Automated Performance Optimization via Machine Learning

As the nature of web content and service requirements change, ensuring that established and expanding infrastructure can meet required capacity and performance objectives has become a major challenge. Typically, human-derived heuristics have been used to regulate processes essential to delivery of rich content transformation and delivery workloads. These static methods, however, cannot scale in a manner consistent with the growing nature of the field and expanding expectation of capabilities. Machine learning approaches provide a set of tools which can generate accurate, flexible and reactive solutions for multiple areas of the industry, from coordination of dynamic network architecture to selecting optimal placement of workloads on available hardware to provide improved performance.

To date Intel Labs Europe have successfully utilised Machine Learning approaches to dynamically identify relevant hardware metrics to ensure SLA compliance, predict workload behaviour in a heterogeneous system and ensure dense workload packaging and subsequent increased utilisation of available resources. While Machine Learning is often used as a catch-all term, our approach focuses on the breakdown of the multi-faceted problems facing consumers and the application of various Machine Learning solutions as necessary, to form an appropriate integrated approach. Current work in resource allocation, for example, utilises predictive models and real-time self-adjustment that can coordinate to both minimise running costs and improve service performance. This involves multiple Machine Learning approaches to synchronously facilitate intelligent placement of workloads, appropriate allocation of resources based on current and historical data, automated time-of-day capacity adjustments and power optimizations and utilization of telemetry models together with aggregation and feature generation to allow reaction to unexpected workload behaviour. These approaches can then incorporate continuous learning in real-time to ensure the system is both adaptable and future-proof.

Intel Position Statement for Web5G Workshop

5G promises great advances in network performance and flexibility.

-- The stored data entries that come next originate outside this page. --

PR #1294, opened 2026-07-17
tart: rolling, drain-aware VM image update

rcurranmoz:
## Why

`tart-update-vms.sh` (the "roll a new image onto a host" script) had three problems that made it unsafe/ineffective for the tester VM hosts:

1. **Wrong launchd path** — it used `launchctl load/unload` on `~/Library/LaunchAgents`, but the tester hosts run `launchd_type: daemon` (`bootstrap/bootout system` on `/Library/LaunchDaemons`). So it wouldn't actually cycle those workers.
2. **All-at-once** — stopped *both* VMs, so the whole host went offline during the update.
3. **No drain** — killed VMs regardless of whether they were mid-task, interrupting running Firefox jobs.

## What

Rewrite it as a safe **per-host primitive**:
- **daemon- and agent-aware** (`bootout/bootstrap system` vs gui-domain load).
- **rolls one slot at a time** — the other worker keeps serving (respects the Apple 2-VMs/host cap).
- **drains each slot before recreating** — derives the slot's `workerId` from the VM MAC (`mac-<last3>`, matching `set_hostname.sh`) and waits for its current task to finish via the Taskcluster **public** API (no creds), with a timeout that *proceeds* rather than hangs. Gated on `tart.tc_worker_pool` (empty → mechanical recreate, e.g. builder hosts).

New knobs (`tart.tc_root_url` / `tc_worker_pool` / `drain_timeout`) are passed through; `tc_worker_pool` is set for the tester role.

## Scope / boundaries

Fleet-wide orchestration and TC **quarantine** (which needs creds + pool knowledge) stay one layer up — the on-network reprovision runner / Hangar trigger — which calls this primitive per host. Builder hosts (no `tc_worker_pool`) get the old mechanical behavior, just corrected for their launchd type.

Needs on-host validation (the drain + daemon cycle) before wide use; logic verified via pre-commit (puppet-validate + epp-validate + puppet-lint).

### DIFF
--- a/data/roles/tart_worker.yaml
+++ b/data/roles/tart_worker.yaml
@@ -40,6 +40,10 @@ tart:
   # and shares it into each VM via `tart run --dir`.
   inject_vault: false
   vault_role: 'gecko_t_osx_1500_m_vms'
+  # TC pool the VMs join. Enables tart-update-vms.sh's per-slot drain (waits for a
+  # slot's worker to finish its current task, via the TC public API, before
+  # recreating it). Empty elsewhere = mechanical recreate with no drain.
+  tc_worker_pool: 'releng-hardware/gecko-t-osx-1500-m-vms'
 
 # Puppet-managed autologin for the VM host (see profiles::tart): base64 of the
 # admin user's /etc/kcpassword, enabling an admin GUI session on reboot (required
--- a/modules/roles_profiles/manifests/profiles/tart.pp
+++ b/modules/roles_profiles/manifests/profiles/tart.pp
@@ -54,6 +54,14 @@ class roles_profiles::profiles::tart {
   $scep_issuer_cn = lookup('tart.scep_issuer_cn', String,  'first', 'Mozilla RelOps Bootstrap CA Intermediate CA')
   $vault_dir_base = "/Users/${user}/.tart-vault"
 
+  # Rolling image-update knobs (tart-update-vms.sh). tc_worker_pool is the TC
+  # pool the VMs join (provisioner/worker-type); when set, the update drains each
+  # slot's worker (waits for its current task to finish, via the TC *public* API
+  # — no creds) before recreating it. Empty = no drain (mechanical recreate).
+  $tc_root_url    = lookup('tart.tc_root_url',    String,  'first', 'https://firefox-ci-tc.services.mozilla.com')
+  $tc_worker_pool = lookup('tart.tc_worker_pool', String,  'first', '')
+  $drain_timeout  = lookup('tart.drain_timeout',  Integer, 'first', 3600)
+
   # Autologin the VM-host user. Apple's Virtualization Framework needs an active
   # GUI (Aqua) session for `tart run` to start a VM, and on a headless host that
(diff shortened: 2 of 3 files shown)


jwmossmoz (dismissed):

rcurranmoz:
Validated this before merging and found **two defects that would have destroyed running work**. Both fixed in 822ad999 — worth a re-look since this changes behaviour, not just style.

### 1. Drain was fail open

`worker_busy()` returned "not busy" on *every* path that wasn't a positive busy signal — JSON parse failure, curl failure, worker absent from the listing, task-status fetch failure. A transient Taskcluster blip therefore read as "idle" and the roll deleted a VM mid-task.

Demonstrated against the live queue with TC made unreachable:

```
old: worker_busy  mac-ba25cd -> NOT BUSY   (would wipe the VM mid-task)
new: worker_state mac-ba25cd -> unknown    -> treated as busy -> slot skipped
```

Same class of false-negative that already wiped a running worker via the reprovision orchestrator's `is_currently_busy`.

Replaced with `worker_state()` echoing `idle|busy|unknown`, where only a *proven* idle permits recreation. Also fixed while in there:

- **Pagination** — the worker listing is paginated; a worker on a later page looked absent, and absent is read as idle. Now follows `continuationToken`.
- **Listing lag** — a worker that has just claimed still advertises its previous resolved task for a few seconds. Now requires two consecutive idle readings 30s apart.
- **Run attribution** — matches the run's `workerId`, so a task retried on a *different* worker after ours failed no longer counts as us being busy.
- **Undeterminable workerId** — previously "skipping drain" and wiping anyway; now refuses.
- **Timeout** — was "proceeding anyway"; now skips the slot.
- **Partial rolls** — exits non-zero listing skipped slots, so the caller can't record a skipped slot as success.

Verified against the live queue: running worker → `busy`, absent → `idle`, empty id → `unknown`, TC unreachable → `unknown`.

### 2. The launchd label was always empty

```bash
local i="$1" label="com.mozilla.tartworker-${i}"
```

`local` expands all its arguments before assigning any, so `${i}` resolved to the outer (unset) `i` and `label` came out as `com.mozilla.tartworker-` — no index. Confirmed on macOS bash 3.2.57:

```
$ f() { local i="$1" label="com.mozilla.tartworker-${i}"; echo "[$label]"; }; f 2
[com.mozilla.tartworker-]
```

So `bootout` targeted a nonexistent label, `|| true` swallowed the failure, and `tart delete` then removed the VM **while its launchd job was still loaded with `KeepAlive=true`** — launchd would respawn `tart run` against a VM being deleted. Split into two `local` statements.

This one means the rolling update could not have worked as written, which fits the PR never having been exercised on a real host.

### Testing

Both rendered variants (`daemon` and `agent`) pass `bash -n` and shellcheck; the empty-`SKIPPED`-array case is safe under `set -u` on bash 3.2. Still **not** exercised end-to-end on a host — a real roll bounces VMs and kills tasks, so that wants a genuinely idle host.

markcor (approved):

Edge Computing, Fog, M2M and IoT present a complex range of service level challenges. The ever more dynamic distribution of web content and service components to the network edge, highlights the interplay between allocation of resources for these components, and managing the network itself. Opportunities exist for web application and content developers or service providers to present tags or metadata to enable a network orchestrator to strike the most optimal balance of resource allocation and configuration, in a demanding, complex and constantly changing environment.

Short Abstract

Network Functions and Service Components distributed across an ever expanding and more dynamic network are increasingly critical to data creation and ingestion, transformation, routing, delivery and presentation. These components must be assigned sufficient resources for effective and predictable execution, but not at the expense of efficiency, flexibility and optimal sharing. Content-oriented services such as video creation, analytics, transformation, caching and delivery not only exhibit sensitivities to placement and resource sharing, but are typically chained in workflows, presenting additional constraints on placement.

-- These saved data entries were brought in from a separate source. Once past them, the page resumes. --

PR #1295, opened 2026-07-23
Bump scriptworker-scripts revision for iscript

jcristau:


Eijebong (approved):
TIL about that script stuff. Interesting

PR #4, opened 2017-05-20
Refactor code

faizan-khan-iit:
I think the current code in the `animint` compiler is a bit hard to debug. Especially because the functions are too long (`saveLayer` spans about 500 lines) and the implementation is mixed up with the logic. As such I sometimes find it difficult to locate the problem as I have to wade through a lot of unrelated code before I get to the buggy part. And often I have a lot of variables that were probably used a 100 lines back cluttering the work-space.

This PR has 2 motives:

- Separate the implementation from the code: The implementation is separated in a file `animintHelpers.R` (for now), while the logic stays in the top level functions. This will avoid us going through trivial code in a debugger that probably is totally unrelated to the problem.

- Reduce the size of functions to easily spot errors and reduce the number of active variables

So the code in the top level functions looks like this:
https://github.com/faizan-khan-iit/animint2/blob/refactor/R/animint.R#L153-L164
with their implementations in other files.

Note: The file `helperFunctions.R` is composed of functions we probably will never need to care about. So I separated those too.


faizan-khan-iit:
@tdhock @cpsievert Please suggest any changes to the approach. Alternatively, we could separate the main functions `animint2dir`, `saveLayer` and `parsePlot` in their own unique files.

R/doc.R
```diff
@@ -0,0 +1,82 @@
+##' Make documentation web site.
+##' @param doc.dir containing example subdirectories.
+##' @return nothing.
+##' @author Toby Dylan Hocking
+##' @export
+##' 
+makeDocs <- function(doc.dir){
```
tdhock: I would suggest deleting this in animint2

tdhock:
I would suggest removing the `meta` environment, if possible. since it is mutable, it also makes the code harder to understand.

faizan-khan-iit:
I too think removing the `meta` environment will help a lot. But it will take some time. I will try it over the weekend and see what I can do..

faizan-khan-iit:
@tdhock Do we need to retain the `gg2animint` function? I think it will be better that we remove it in the new version.

tdhock:
it would be great to remove the gg2animint function

R/animint.R
```diff
@@ -955,7 +950,6 @@ animint2dir <- function(plot.list, out.dir = tempfile(),
   g.list <- list()
   for(p.name in names(ggplot.list)){
     ggplot.info <- ggplot.list[[p.name]]
-    meta$prev.class <- NULL # first geom of any plot should not be next.
     for(layer.i in seq_along(ggplot.info$ggplot$layers)){
```
faizan-khan-iit: Do not need this, I think. It is not updated anywhere in the code

faizan-khan-iit:
@tdhock I was thinking we could merge this PR now, and work on the rest of clean up later. Some part of the code is a bit tricky to deal with, especially selectors that are passed through the `meta` environment. We can sort it out later.

tdhock:
ok

faizan-khan-iit:
Just as a last note, what should we keep the version number? `v2.2017.06.12`?

tdhock:
no need for v2 in front of the version number, but please change the
package name to animint2.

I would recommend to continue using dates for version numbers, e.g.
2017.06.12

5G promises huge increases in bandwidth, but an implication of the reduced cell size and the increased mobility of endpoints, is greatly increased volume of handovers. Increased accommodation of NFV, IoT->CPS and content transformation workloads presents challenges in infrastructure resource sharing. Thus we see the requirement for much greater precision and responsiveness in placement of data (content, caches) and service components for processing and delivering this data.

The evolution from IoT toward Cyber Physical Systems (CPS) in critical applications like transport and industry brings more stringent service requirements which will make the inter-play between distributed web and network applications, and the coordination of the network itself, not only more critical but potentially much more dynamic.

Combining deep telemetry and analytics with formulations of resource capability at system and sub-system level dramatically increase the precision with which placement decisions can be made for data and service chain / service components, while reducing the time and effort to compute optimal or near optimal service configurations in highly dynamic scenarios. Service and network orchestration could greatly benefit from classification or tagging of web apps and content, in order to optimise flows or slicing, and to determine placement or allocation decisions for the apps and services themselves, given network realities at any point in time.